▸ MATERIAL FOR THE TASK:

PR #486, opened 2020-10-20
Bug 1889721: Check prerelease version for semver-skippatch mode

ankitathomas:
Switch to using semver's compare to decide semver-skippatch candidates

### DIFF
--- a/pkg/registry/bundlegraphloader.go
+++ b/pkg/registry/bundlegraphloader.go
@@ -153,6 +153,9 @@ func (g *BundleGraphLoader) AddBundleToGraph(bundle *Bundle, graph *Package, ann
 	return graph, nil
 }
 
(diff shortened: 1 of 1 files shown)


pkg/registry/bundlegraphloader.go
```diff
@@ -154,5 +154,5 @@ func (g *BundleGraphLoader) AddBundleToGraph(bundle *Bundle, graph *Package, ann
 }
 
 func isSkipPatchCandidate(version, toCompare semver.Version) bool {
```
estroz, line 156:
```suggestion
// isSkipPatchCandidate returns true if version is equal to toCompare
// in major and minor positions and strictly greater in all others,
// indicating that toCompare can be skipped over to version.
func isSkipPatchCandidate(version, toCompare semver.Version) bool {
```

PR #10627, opened 2018-04-25
[css-text] white-space and intrinsic sizing

frivoal:
Goes together with the spec changes for https://github.com/w3c/csswg-drafts/issues/2465

I am reasonably confident that the first 2 tests are supported by the spec.

I am less sure about the 3rd and the 4th, altought I believe that they are supported by the intent of the spec. The spec says:

> [...] must either hang the white space or visually collapse the character advance widths of any overflowing spaces such that they don’t take up space in the line.

For browsers that chose the first alternative ("hang the white space"), then the 3rd and 4th test should be correct.

For those that chose the second one ("visually collapse the character advance widths of any overflowing spaces such that they don’t take up space in the line"), I am less sure. Maybe they are correct, or maybe the intrinsic sizing happens first and makes room for the spaces, and then there's no need to collapse the advance width of overflowing spaces since no space overflows.

Browsers that chose that option (Safari and Chrome) are not in full agreement: they both fail test 4, but Safari passes test 3.


foolip:
@frivoal, I see that https://github.com/w3c/csswg-drafts/issues/2465 is closed. Does this just need review now?

frivoal:
Actually, the spec has changed since. So this needs an update first. I'll do that shortly.

frivoal:
I've now updated this to match the latest spec. Review appreciated (cc: @fantasai )

foolip:
Thanks @frivoal! (I'll review the review to suggested reviewers, but let me know if you need uninformed review to get it unstuck.)

frivoal:
By the way,
>For those that chose the second one ("visually collapse the character advance widths of any overflowing spaces such that they don’t take up space in the line"), I am less sure. Maybe they are correct, or maybe the intrinsic sizing happens first and makes room for the spaces, and then there's no need to collapse the advance width of overflowing spaces since no space overflows.

has been clarified in the spec, in favor of the interpretation I had taken: https://github.com/w3c/csswg-drafts/commit/e625f72b7dee716bef3be9ddf23dc173aba93118

foolip:
@frivoal do you need help getting this unstuck? I know how to skim and approve :)

PR #10633, opened 2018-04-25
Encoding: remove incorrect iso-2022-jp test

annevk:
There is a lot of code in this test that simply doesn't run and the the few bits that do run are incorrect as far as I can tell.


inexorabletash:
I want to verify that the %1B case is exercised elsewhere. But yeah, this test appears to be 99% useless otherwise.

inexorabletash (approved):
Oh, wow, and those encode() lines have bogus expectations too. The first one should expect "a" and the second should expect "" since `new URL('http://example.com/?\x1b').search === ''` anyway. So we're not even exercising the encoder meaningfully.

r12a:
I think this was uploaded by mistake, and was never a real test. (It doesn't appear at https://www.w3.org/International/tests/repo/results/encoding-dbl-byte.en#iso2022jp), so yes i agree we should jettison this file.  Tomorrow i'll double check whether there was anything else that shouldn't be there.

r12a (approved):

PR #10638, opened 2018-04-25
Fix test for Event.returnValue

Zirro:
The last test requires the event to be cancelable. This was discovered as part of https://github.com/jsdom/jsdom/pull/2197.

Two tests from this file don't pass in current browsers even with this change, but this appears to be due to changes made to the setter in the specification which will be implemented soon.


annevk (approved):
Thanks!

PR #10642, opened 2018-04-25
Additional fixes to DOMQuad-001.html

csnardi:
`DOMQuad` no longer has an explicit constructor from a `DOMRect`, this was replaced with `fromRect()` in https://github.com/w3c/fxtf-drafts/commit/62b9cb9d5be4982d2a9cbf314e3a59efb8a68dd6. Additionally, there was a test for the `bounds` attribute being read-only, which was replaced with `getBounds()`, so the test no longer makes sense. Update the tests to reflect these changes.

Also fix a typo for the bounds in `p1Top4Attributes1` as all values should be 0 since it was the original value for each.

### DIFF
--- a/css/geometry/DOMQuad-001.html
+++ b/css/geometry/DOMQuad-001.html
@@ -44,31 +44,31 @@
         },'testConstructor4');
 
         checkDOMQuad(
-                function() { return new DOMQuad(new DOMRect(10, 20, 100, 200)); },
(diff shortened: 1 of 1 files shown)


peterjoel (approved):
LGTM

csnardi:
@peterjoel Could you merge this in as well? I unfortunately don't have access to do that.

▸ PROBLEM TO WORK ON:
Report every line of the entries that carries the word "opened".

▸ ANSWER FOR THIS EXERCISE:
PR #486, opened 2020-10-20
PR #10627, opened 2018-04-25
PR #10633, opened 2018-04-25
PR #10638, opened 2018-04-25
PR #10642, opened 2018-04-25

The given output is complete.